Every line of the material has to be retyped exactly.

(RECORDS FOR PROCESSING)

PR #293, opened 2016-11-09
UPBGE: Optimize real-time mesh modification

DCubix:
By using glBufferSubData and GL_DYNAMIC_DRAW, I was able to optimize it (KX_MeshProxy) in almost 80%.
Previously, the mesh was reallocated in the GPU all the time, which is a terribly slow process. Now only the mesh data is updated instead of reallocating memory, making if a lot faster.

Demo: http://pasteall.org/blend/index.php?id=44237
(The plane has +/- 3000 vertices, the program modifies the vertex positions and recalculated the normals of the entire mesh, all with 60FPS)

wow

### DIFF
--- a/source/gameengine/Rasterizer/RAS_OpenGLRasterizer/RAS_StorageVBO.cpp
+++ b/source/gameengine/Rasterizer/RAS_OpenGLRasterizer/RAS_StorageVBO.cpp
@@ -120,7 +120,7 @@ void VBO::AllocData()
 	glBindBufferARB(GL_ARRAY_BUFFER_ARB, 0);
 
 	glBindBufferARB(GL_ELEMENT_ARRAY_BUFFER_ARB, m_ibo);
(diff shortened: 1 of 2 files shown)


youle31:
Hi!

Perf tests on my computer:

your demo file:

- Master: 165 fps
- ge_vbo_dynamic: 173 fps

In water demo file 0.99 I have ~the same fps and in Sintel desert maybe a slight perf increase.

So it's really cool :) Congrats and thanks! If it increase perfs of  80 % on your computer this is awesome.

Akira1San:
The file give 107fps, upbge 011: 111fps.
Made a test with the file: desert scene from the blendswap with little modifications.
http://pasteall.org/pic/index.php?id=108634
pic 1: bf bge 278a,  vbo dynamic, upbge 011

youle31:
It's ok for me.

PR #305, opened 2016-11-23
UPBGE: Add an option to Get/Set softbody linear/angluar stiffness in realtime

youle31:
test file: http://pasteall.org/blend/index.php?id=44419

I make the pull request only to have a better visibility of the code but this is just a prototype.

### DIFF
--- a/doc/python_api/rst/bge_types/bge.types.KX_GameObject.rst
+++ b/doc/python_api/rst/bge_types/bge.types.KX_GameObject.rst
@@ -106,6 +106,26 @@ base class --- :class:`SCA_IObject`
 
          The object must have a physics controller for the angular damping to be applied, otherwise the value will be returned as 0.0.
 
+   .. attribute:: linearStiffness
+
+      The object's linear stiffness (only for softbodies)
+
+      :type: float between 0 and 1 inclusive.
+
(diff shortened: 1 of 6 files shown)


youle31:
@panzergame: sdfgeoff asked if it was possible in this file: http://pasteall.org/blend/index.php?id=44434 to make the object stiffness low then hard like if you pump up the sphere (gonflait la balle/sphere). I think it's impossible because you can't revert simulation that has already happened... I mean -> if you increase stiffness, only the future deformations will be harder but this won't "revert" softbody simulation.

Unless you have an idea?

youle31:
I tried volume stiffness (kVST) but it doesn't work. There are tons of attributes to test

youle31:
I added CM_PythonAttributError for the stiffness: here is the outpu when I make an error:

Error: body.py(10), KX_GameObject.linearStiffness, expected a float
Error: Python.002(Icosphere), Python script error
  File "C:\Users\yul\Desktop\softBodyPinStiffness2.blend\body.py", line 10, in hard
TypeError: a float is required

Is this normal?

youle31:
Not really interesting. I close this for now. But the code will still be available in closed feature requests

PR #309, opened 2016-11-26
UPBGE: Vibration Actuator improvement

lordloki:
Now the vibration actuator has 2 methods (start and stop). Start method
starts the vibration and also it can update the parameters of the
vibration on fly. Stop method stops the vibration.

Now there is 2 strenght parameters the "left" one sets the strenght of
the Low frequency joystick's motor and the "right" one sets the strenght
of the High frequency joystick's motor.

Additionaly, 2 new bool attributes have been included (isVibrating and
hasVibration) along the new python methods.

### DIFF
--- a/build_files/cmake/macros.cmake
+++ b/build_files/cmake/macros.cmake
@@ -637,8 +637,8 @@ function(SETUP_BLENDER_SORTED_LIBS)
 		extern_curve_fit_nd
 		ge_logic_ketsji
 		extern_recastnavigation
-		ge_device
 		ge_logic
+		ge_device
 		ge_oglrasterizer
 		ge_rasterizer
 		ge_common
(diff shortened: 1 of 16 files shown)


panzergame:
@lordloki : pushed some review changes in ge_vibration_leftright. I also noticed an issue:
It appears sometimes that the controller failed run any rumble at game start, when i debug effect creation i see that it is always creating an new effect even i the duration is not over. `(m_private->m_hapticEffectStatus == JOYHAPTIC_UPDATING_EFFECT)` seems to be false even at game start.

lordloki:
@panzergame: I will debug it to see where is the issue.

lordloki:
@panzergame: A fix was pushed. Could you check it again?

panzergame:
@lordloki : Thanks, the bug seems fixed now.

lordloki:
OK, then I close this pull request and open the pull request from ge_vibration_leftright branch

(End RECORDS FOR PROCESSING)

[ANSWER BOX]
PR #293, opened 2016-11-09
UPBGE: Optimize real-time mesh modification

DCubix:
By using glBufferSubData and GL_DYNAMIC_DRAW, I was able to optimize it (KX_MeshProxy) in almost 80%.
Previously, the mesh was reallocated in the GPU all the time, which is a terribly slow process. Now only the mesh data is updated instead of reallocating memory, making if a lot faster.

Demo: http://pasteall.org/blend/index.php?id=44237
(The plane has +/- 3000 vertices, the program modifies the vertex positions and recalculated the normals of the entire mesh, all with 60FPS)

wow

### DIFF
--- a/source/gameengine/Rasterizer/RAS_OpenGLRasterizer/RAS_StorageVBO.cpp
+++ b/source/gameengine/Rasterizer/RAS_OpenGLRasterizer/RAS_StorageVBO.cpp
@@ -120,7 +120,7 @@ void VBO::AllocData()
 	glBindBufferARB(GL_ARRAY_BUFFER_ARB, 0);
 
 	glBindBufferARB(GL_ELEMENT_ARRAY_BUFFER_ARB, m_ibo);
(diff shortened: 1 of 2 files shown)


youle31:
Hi!

Perf tests on my computer:

your demo file:

- Master: 165 fps
- ge_vbo_dynamic: 173 fps

In water demo file 0.99 I have ~the same fps and in Sintel desert maybe a slight perf increase.

So it's really cool :) Congrats and thanks! If it increase perfs of  80 % on your computer this is awesome.

Akira1San:
The file give 107fps, upbge 011: 111fps.
Made a test with the file: desert scene from the blendswap with little modifications.
http://pasteall.org/pic/index.php?id=108634
pic 1: bf bge 278a,  vbo dynamic, upbge 011

youle31:
It's ok for me.

PR #305, opened 2016-11-23
UPBGE: Add an option to Get/Set softbody linear/angluar stiffness in realtime

youle31:
test file: http://pasteall.org/blend/index.php?id=44419

I make the pull request only to have a better visibility of the code but this is just a prototype.

### DIFF
--- a/doc/python_api/rst/bge_types/bge.types.KX_GameObject.rst
+++ b/doc/python_api/rst/bge_types/bge.types.KX_GameObject.rst
@@ -106,6 +106,26 @@ base class --- :class:`SCA_IObject`
 
          The object must have a physics controller for the angular damping to be applied, otherwise the value will be returned as 0.0.
 
+   .. attribute:: linearStiffness
+
+      The object's linear stiffness (only for softbodies)
+
+      :type: float between 0 and 1 inclusive.
+
(diff shortened: 1 of 6 files shown)


youle31:
@panzergame: sdfgeoff asked if it was possible in this file: http://pasteall.org/blend/index.php?id=44434 to make the object stiffness low then hard like if you pump up the sphere (gonflait la balle/sphere). I think it's impossible because you can't revert simulation that has already happened... I mean -> if you increase stiffness, only the future deformations will be harder but this won't "revert" softbody simulation.

Unless you have an idea?

youle31:
I tried volume stiffness (kVST) but it doesn't work. There are tons of attributes to test

youle31:
I added CM_PythonAttributError for the stiffness: here is the outpu when I make an error:

Error: body.py(10), KX_GameObject.linearStiffness, expected a float
Error: Python.002(Icosphere), Python script error
  File "C:\Users\yul\Desktop\softBodyPinStiffness2.blend\body.py", line 10, in hard
TypeError: a float is required

Is this normal?

youle31:
Not really interesting. I close this for now. But the code will still be available in closed feature requests

PR #309, opened 2016-11-26
UPBGE: Vibration Actuator improvement

lordloki:
Now the vibration actuator has 2 methods (start and stop). Start method
starts the vibration and also it can update the parameters of the
vibration on fly. Stop method stops the vibration.

Now there is 2 strenght parameters the "left" one sets the strenght of
the Low frequency joystick's motor and the "right" one sets the strenght
of the High frequency joystick's motor.

Additionaly, 2 new bool attributes have been included (isVibrating and
hasVibration) along the new python methods.

### DIFF
--- a/build_files/cmake/macros.cmake
+++ b/build_files/cmake/macros.cmake
@@ -637,8 +637,8 @@ function(SETUP_BLENDER_SORTED_LIBS)
 		extern_curve_fit_nd
 		ge_logic_ketsji
 		extern_recastnavigation
-		ge_device
 		ge_logic
+		ge_device
 		ge_oglrasterizer
 		ge_rasterizer
 		ge_common
(diff shortened: 1 of 16 files shown)


panzergame:
@lordloki : pushed some review changes in ge_vibration_leftright. I also noticed an issue:
It appears sometimes that the controller failed run any rumble at game start, when i debug effect creation i see that it is always creating an new effect even i the duration is not over. `(m_private->m_hapticEffectStatus == JOYHAPTIC_UPDATING_EFFECT)` seems to be false even at game start.

lordloki:
@panzergame: I will debug it to see where is the issue.

lordloki:
@panzergame: A fix was pushed. Could you check it again?

panzergame:
@lordloki : Thanks, the bug seems fixed now.

lordloki:
OK, then I close this pull request and open the pull request from ge_vibration_leftright branch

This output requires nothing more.